Exercise instructions - Copy all lines in the data that contain the string "more".

-- Provided entries follows --

Issue #4232, opened 2016-09-06
Create tf.substr Op


samjabrahams:
Would be useful for a number of purposes, such as extracting data, substring matches (#4009), etc. Proposed API (matches [C++ style substrings](http://www.cplusplus.com/reference/string/string/substr/)):

```
Args:
  inputs: a `Tensor` of type `string`. The strings that will have substrings extracted
  pos: `int32` or `int64` `Tensor`. Position of the first character to be copied as a substring
  len: `int32` or `int64` `Tensor`. Number of characters to include in the substring

Returns:
  A `Tensor` of type `string` containing substrings of `inputs`
```

DjangoPeng:
@samjabrahams  I want to try adding the substr Op :)

samjabrahams:
@DjangoPeng Oh no! I already sent in a PR two days ago with #4338. I'm planning on using the Op to finish work on the `tf.decode_image` Op, so I knocked out a version over the weekend.

DjangoPeng:
@samjabrahams Sounds good~ Look forward to your update~

samjabrahams:
Substr (#4338) has been merged into master

PR #4338, opened 2016-09-12
Add Substr Op

samjabrahams:
Adds the `tf.substr` Op, as proposed in #4232. Once merged, work can continue on the `tf.decode_image` Op (#4009).


girving:
OOO, please reassign.

andrewharp:

tensorflow/core/kernels/substr_op.cc
```diff
@@ -0,0 +1,77 @@
...
+      // Validate size of tensors
+      OP_REQUIRES(context, TensorShapeUtils::IsScalar(pos_tensor.shape()),
+                  errors::InvalidArgument("pos must be a scalar, but got: ",
+                                          pos_tensor.shape().DebugString()));
+      OP_REQUIRES(context, TensorShapeUtils::IsScalar(len_tensor.shape()),
+                  errors::InvalidArgument("len must be a scalar, but got: ",
+                                          len_tensor.shape().DebugString()));
+
+      auto input = input_tensor.flat<string>();
+      size_t pos = pos_tensor.scalar<T>()(0);
```
vrv: I think you want this to be just ()();  Scalars have no offset

tensorflow/core/kernels/substr_op.cc
```diff
@@ -0,0 +1,77 @@
...
+      size_t len = len_tensor.scalar<T>()(0);
```
vrv: These should be type T, otherwise your OP_REQUIRES check doesn't work for >= 0.

tensorflow/core/kernels/substr_op.cc
```diff
@@ -0,0 +1,77 @@
...
+
+      // Allocate output
+      Tensor* output_tensor = nullptr;
+      OP_REQUIRES_OK(context,
+                     context->allocate_output("output", input_tensor.shape(),
+                                              &output_tensor));
+      auto output = output_tensor->flat<string>();
+
+      // Set output to be substrings of input strings
+      for (int i = 0; i < input.size(); i++) {
```
vrv: size_t i = 0; i < input.NumElements(); ++i?

tensorflow/core/ops/string_ops.cc
```diff
@@ -280,4 +280,32 @@ input: Base64 strings to decode.
 output: Decoded strings.
 )doc");
 
+REGISTER_OP("Substr")
+  .Input("input: string")
+  .Input("pos: T")
+  .Input("len: T")
+  .Output("output: string")
+  .Attr("T: {int32, int64}")
+  .SetShapeFn(shape_inference::UnchangedShape)
```
vrv: I think you can do a bit more here, validating that pos and len are both scalars:

```
.SetShapeFn([](InferenceContext* c) {
  ShapeHandle unused;
  TF_RETURN_IF_ERROR(c->WithRank(c->input(1), 0, &unused));
  TF_RETURN_IF_ERROR(c->WithRank(c->input(2), 0, &unused));
  return shape_inference::UnchangedShape(c);
}
```

If you do this, you might be able to just elide the shape checks in the kernel itself.

Of course, this depends on the discussion above about the shapes, so just FYI for now.

tensorflow/core/ops/string_ops.cc
```diff
@@ -280,4 +280,32 @@ input: Base64 strings to decode.
 output: Decoded strings.
 )doc");
 
+REGISTER_OP("Substr")
```
vrv: I'm a little dubious about this op as written -- I can see the use case if all inputs were scalars, but applying pos/len scalars to all elements of an input seems potentially limiting.

I was maybe thinking that pos and len could be equal-shaped tensors, and have pos and len be broadcastable against 'input'.  For example, if they were scalars, then they would apply to every element.

If the shape of 'pos' and 'len' matched 'input', then the entries in pos and len would be elementwise applied to input.  Otherwise, they would follow our standard broadcasting rules.  (e.g., you could have a matrix [MxN] of strings, have pos and len be [1xN], and then pos and len would apply row-wise to every element of the input matrix).

From an API perspective, that seems more flexible, even if for now, you only implement the scalar or equal-shaped versions and threw errors for the rest.

tensorflow/python/ops/string_ops.py
```diff
@@ -117,6 +118,7 @@ def string_split(source, delimiter=" "):  # pylint: disable=invalid-name
 ops.NotDifferentiable("ReduceJoin")
 ops.NotDifferentiable("StringJoin")
 ops.NotDifferentiable("StringSplit")
+ops.NotDifferentiable("Substr")
```
vrv: Is this needed?  Typically you only need to add this if the op will ever be used in a context where its gradient might be asked for.  Given the use cases, I imagine this will never be backpropped on, and it would be better for this to raise an error due to 'no gradient function found' instead of silently truncating.

vrv (changes requested):
Thanks -- I have partial context from the decode_image op, and @girving is OOO for a while, so I'll do my best.

tensorflow/core/kernels/substr_op.cc
samjabrahams: Got it- giving this a shot.

tensorflow/core/ops/string_ops.cc
samjabrahams: I was thinking about doing a broadcasted version of this Op, but I wasn't exactly sure how to approach it, so I pushed what I had. I'll give this a go over the next few days!

tensorflow/python/ops/string_ops.py
samjabrahams: This was added as I was cleaning up this PR, since most of the string ops are registered as non-differentiable. I'll remove it if you think it's unnecessary.

samjabrahams:
Still working on this; I've been exploring the TensorFlow core to see what I could pick up. I've added in the element-wise version of this Op and have been working at making broadcasting work.

I'm trying to use the functionality in `core/util/bcast.h`, but it's not quite there yet. I've been able to get the appropriate Tensor shape calculations, but I don't know how to convert the `TensorBroadcastingOp` back into a `Eigen::TensorMap` (or similar) so that I can actually access the values associated with the broadcasted Tensor. I've commented out my latest attempt on [line 99 of substr_op.cc](https://github.com/tensorflow/tensorflow/pull/4338/files#diff-8ce346dacb5764a51c596536a50de93eR99)- is this close to how I should attempt this, or am I barking up the wrong tree?

I'll need to update the shape function to match the broadcast result, as well.

tensorflow/core/kernels/substr_op.cc
```diff
@@ -0,0 +1,145 @@
...
+        //                context->allocate_output("output", output_shape,
+        //                                         &output_tensor));
+        // switch (ndims) {
+        //   case 2: {
+        //     auto output = output_tensor->shaped<string, 2>(bcast.x_reshape());
+        //     auto input_reshaped = input_tensor.shaped<string, 2>(bcast.x_reshape());
+        //     auto pos_reshaped = pos_tensor.shaped<T, 2>(bcast.y_reshape());
+        //     auto len_reshaped = len_tensor.shaped<T, 2>(bcast.y_reshape());
+              
+        //     typename TTypes<string, 2>::Tensor input = input_reshaped.broadcast(BCast::ToIndexArray<2>(bcast.x_bcast()));
```
samjabrahams: This is the section where I've been having trouble. Compilation returns errors along the lines of the following:

```
tensorflow/core/kernels/substr_op.cc:117:120: error: conversion from 'const Eigen::TensorBroadcastingOp<const Eigen::array<long int, 2ul>, const Eigen::TensorMap<Eigen::Tensor<const std::basic_string<char>, 2, 1, long int>, 16> >' to non-scalar type 'tensorflow::TTypes<std::basic_string<char>, 2, long int>::Tensor {aka Eigen::TensorMap<Eigen::Tensor<std::basic_string<char>, 2, 1, long int>, 16>}' requested
             typename TTypes<string, 2>::Tensor input = input_reshaped.broadcast(BCast::ToIndexArray<2>(bcast.x_bcast()));
```

vrv:
I admit that my brain shuts off when I see Eigen compilation failures, bringing in @benoitsteiner to help. :P

samjabrahams:
Glad to hear it's not just me :P Looking forward to seeing how to get this implemented.

samjabrahams:
Pinging @benoitsteiner if you have time. Any recommendations for accessing data from a `Eigen::TensorBroadcastingOp`? I don't have a huge amount of Eigen experience, so I'm not sure where I'm going wrong in my code above (or if I'm barking up the wrong tree entirely)

tensorflow/core/kernels/substr_op.cc
vrv: Hmm, have you considered trying to look at cwise_ops.h and cwise_ops_common.h for helpful structures or templates to do the broadcasting?

samjabrahams: I have- my first attempts involved trying to use that code. The main problem I was encountering is that those end up using the Eigen::Matrix::binaryExpr function under-the-hood to do the actual computation. Since substring takes in three parameters (input string, start position of the substring, and length of substring), I was having trouble finding a clean way to pass in all of the necessary data using the BinaryOp pattern.

vrv: Ah, good point.  Well, if @benoitsteiner doesn't get back to you soon, perhaps stick with the scalar implementation for now, since I suspect that's good enough for your usecase.

Perhaps:

1) Implement the shape spec using broadcastable shapes.  E.g., have the C++ shape spec use BroadcastBinaryOpShapeFn in common_shape_fns.h so that the "spec" allows broadcasting: it's probably sufficient to check that shape(pos) == shape(len) and then do BroadcastBinaryOpShapefn on input and pos.

2) In your kernel implementation, check that the pos/len are scalar, and if not, return an errors::Unimplemented, so it's clear that it *should* be implemented but is not yet.

Probably also mention that true ternary broadcasting might be necessary to make it efficient, since the looping you're doing even for the scalar approach isn't parallel.

samjabrahams: Sounds good. Do you want me to leave in the case where pos/len are the same shape as the input string?

vrv: Yeah, whatever cases you can handle easily seems fine.

samjabrahams:
I think this is ready for a re-review. Here's the highlights of the changes:

* Moved check to see if pos/len are the same shape inside of shape function
* Shape function uses `BroadcastBinaryOpShapeFn`
* `substr_op.cc` checks for scalar pos/len or pos/len with the same shape as input tensor at the beginning of the Op. If it is neither, sets an Unimplemented error status
* Cleaned up `substr_op.cc` to remove most of duplicated code
* Added tests to make sure pos/len shape mismatches throw appropriate errors

I have a few questions about some judgement calls:

* Since pos/len shapes are checked by the shape function, I removed checking again inside of the kernel implementation. Is that fine, or should we double check?
* I left a second Unimplemented error in the final `else` block toward the bottom of the kernel implementation. It's identical to the one at the top of the code, and shouldn't be reachable. I left it in to make it extra-extra explicit that this is where broadcasting implementations would go. I can take this out and just leave the comments explaining the situation if that's preferable.

tensorflow/core/kernels/substr_op.cc
benoitsteiner: The issue is the following: you need to initialize the TensorMap first, and then you can populate its values by assigning the result of the broadcast operation to it. That should work:
 typename TTypes<string, 2>::Tensor input(buffer, first_dim, second_dim);
 input = input_reshaped.broadcast(BCast::ToIndexArray<2>(bcast.x_bcast()));

That means that you need to manually allocate a temporary buffer to hold the result. You can do this by call OpKernelContext::allocate_temp.

samjabrahams:
Thanks @benoitsteiner for your notes- from them I was able to get broadcasting to work for the Op. I've pushed the latest changes to the Op along with updated tests which pass on my machine. I attempted to do some clean-up with a macro (as different dimensionality broadcasts have to be defined separately and similarly), but was hitting some cross-initialization hiccups. Here are the main notes for @vrv:

* Added 1 and 2 dimension broadcasts in `substr.cc`. They still end up iterating through the tensors sequentially, however
* Added/updated `_testBroadcast` and `_testBadBroadcast` in `substr_op_test.py`
* I left in the base cases of pos/len with either scalar or matching shape to the input strings. This way, we avoid allocating the additional memory used in broadcasting

Assuming things look good, the last thing I need to do is update the documentation to indicate that 1/2 dimensional broadcasting is supported.

tensorflow/core/kernels/substr_op.cc
```diff
@@ -0,0 +1,211 @@
...
+        auto input = input_tensor.flat<string>();
+        // Allocate output
+        Tensor* output_tensor = nullptr;
+        OP_REQUIRES_OK(context,
+                       context->allocate_output("output", input_tensor.shape(),
+                                                &output_tensor));
+        auto output = output_tensor->flat<string>();
+        if (is_scalar) {
+          // Perform Op with scalar pos/len
+          T pos = pos_tensor.scalar<T>()();
```
vrv: Can you use SubtleMustCopy on this and 'len'?  It's to ensure that the input tensors can't be manipulated to do out-of-bounds access due to timing attacks.

tensorflow/core/kernels/substr_op.cc
```diff
@@ -0,0 +1,211 @@
...
+          T len = len_tensor.scalar<T>()();
+          for (size_t i = 0; i < input_tensor.NumElements(); ++i) {
+            // Make sure pos won't cause a runtime error
+            OP_REQUIRES(context, pos >= 0 && pos < input(i).size(),
```
vrv: One faster way to do this check is to compute the min and max of the pos tensor outside this loop using Eigen, and validating that they are within bounds (that way, the reductions will be faster).  One thing to do later if this ever becomes performance critical.

vrv (commented):
The non-broadcasting path looks good!  will let benoit look at the broadcasting side.  I'll kick off a test to verify.

vrv:

samjabrahams:
I forgot to add the `from __future__ import print_function` statement to the kernel tests. Fixed.

vrv:

tensorflow/core/kernels/substr_op.cc
```diff
@@ -0,0 +1,220 @@
...
+                                                input(i), "' at index ", i));
+            output(i) = input(i).substr(pos, len);
+          }
+        } else {
+          // Perform Op element-wise with tensor pos/len
+          auto pos_flat = pos_tensor.flat<T>();
+          auto len_flat = len_tensor.flat<T>();
+          // Use SubtleMustCopy on pos/len to prevent async attacks
+          const size_t num_elements = pos_tensor.NumElements();
+          std::vector<T> pos(num_elements);
```
samjabrahams: @vrv Double checking if I should use `SubtleMustCopy` on the element-wise (and eventually broadcasting) path. I borrowed this code from [`space_to_batch`](https://github.com/tensorflow/tensorflow/blob/d24e64227653ab3cab7405c79ca166063a42f0ff/tensorflow/core/kernels/spacetobatch_functor.h#L52-L60).

tensorflow/core/kernels/substr_op.cc
```diff
@@ -0,0 +1,220 @@
...
+          std::vector<T> len(num_elements);
+          for (size_t i = 0; i < num_elements; ++i) {
+            pos[i] = tensorflow::internal::SubtleMustCopy(pos_flat(i));
+            len[i] = tensorflow::internal::SubtleMustCopy(len_flat(i));
+          }
+          for (size_t i = 0; i < input_tensor.NumElements(); ++i) {
+            // Make sure pos won't cause a runtime error
+            OP_REQUIRES(context, pos[i] >= 0 && pos[i] < input(i).size(),
```
samjabrahams: Should I be using [`FastBoundsCheck`](https://github.com/tensorflow/tensorflow/blob/master/tensorflow/core/kernels/bounds_check.h#L30) here instead of the boolean expression I have?

samjabrahams (commented):
Couple of questions related to using `SubtleMustCopy` and `FastBoundsCheck`

tensorflow/core/kernels/substr_op.cc
```diff
@@ -0,0 +1,220 @@
...
+                                                  output_shape,
+                                                  &len_buffer));
+            typename TTypes<T,2>::Tensor len_bcast = len_buffer.shaped<T,2>(
+                                                          bcast.result_shape());
+            len_bcast = len.broadcast(BCast::ToIndexArray<2>(bcast.y_bcast()));
+            
+            // Iterate through broadcasted tensors and perform substr
+            for (int i = 0; i < output_shape.dim_size(0); ++i) {              
+              for (int j = 0; j < output_shape.dim_size(1); ++j) {
+                output(i, j) = input_bcast(i, j).substr(pos_bcast(i, j),
```
vrv: and another subtlemustcopy here too

vrv (commented):
Great, thanks for going through this process!  Just a few more from my side, but then this probably looks good.

samjabrahams:
Absolutely- thanks for reviewing! I'll have these changes made later today.

tensorflow/core/kernels/substr_op.cc
```diff
@@ -0,0 +1,220 @@
...
+                           context->allocate_temp(DataTypeToEnum<T>::v(),
+                                                  output_shape,
+                                                  &len_buffer));
+            typename TTypes<T,1>::Tensor len_bcast = len_buffer.shaped<T,1>(
+                                                          bcast.result_shape());
+            len_bcast = len.broadcast(BCast::ToIndexArray<1>(bcast.y_bcast()));
+            
+            // Iterate through broadcasted tensors and perform substr
+            for (int i = 0; i < output_shape.dim_size(0); ++i) {              
+              output(i) = input_bcast(i).substr(pos_bcast(i), len_bcast(i));
```
samjabrahams: Quick question: should I create vectors for pos/len ahead before this loop, or just call SubtleMustCopy as we loop through the tensors?

vrv: I think you can just copy them as you loop through -- that's apparently how it's used elsewhere in the codebase, so it should be okay!

samjabrahams: Got it, thanks!

samjabrahams:
Alright! I've added the calls to `SubtleMustCopy` and `FastBoundsCheck`. Additionally, I modified the loops to avoid multiple accessor calls to the string tensor (not sure if it will make much of a difference) and added examples to the docstring in string_ops.cc. If this works, then I believe it just needs the LGTM from @benoitsteiner

tensorflow/python/kernel_tests/substr_op_test.py
```diff
@@ -0,0 +1,235 @@
...
+# limitations under the License.
+# ==============================================================================
+
+"""Tests for Substr op from string_ops."""
+
+from __future__ import absolute_import
+from __future__ import division
+from __future__ import print_function
+
+import tensorflow as tf
```
vrv: can you import numpy before tensorflow  for alphabetical ordering?

vrv:
(No need to squash, we'll squash when we merge).  Just one suggestion above and I'll kick off tests and merge.

samjabrahams:
Fixed!

vrv:
Great!  @tensorflow-jenkins test this please

vrv (approved):

samjabrahams:
Not sure what's up with the `tensorflow/contrib/learn/python/learn/monitors_test.py` failure. I'm not able to replicate the test failure on my machine with the PR branch (I'm not sure how this code would affect that test, regardless).

vrv:

samjabrahams:
Rebased to master to see if that helps.

vrv:

samjabrahams:
Awesome- thanks for your help and guidance @vrv and @benoitsteiner!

-- Provided entries concluded --

Response -
vrv: I think you can do a bit more here, validating that pos and len are both scalars:
From an API perspective, that seems more flexible, even if for now, you only implement the scalar or equal-shaped versions and threw errors for the rest.
Great, thanks for going through this process!  Just a few more from my side, but then this probably looks good.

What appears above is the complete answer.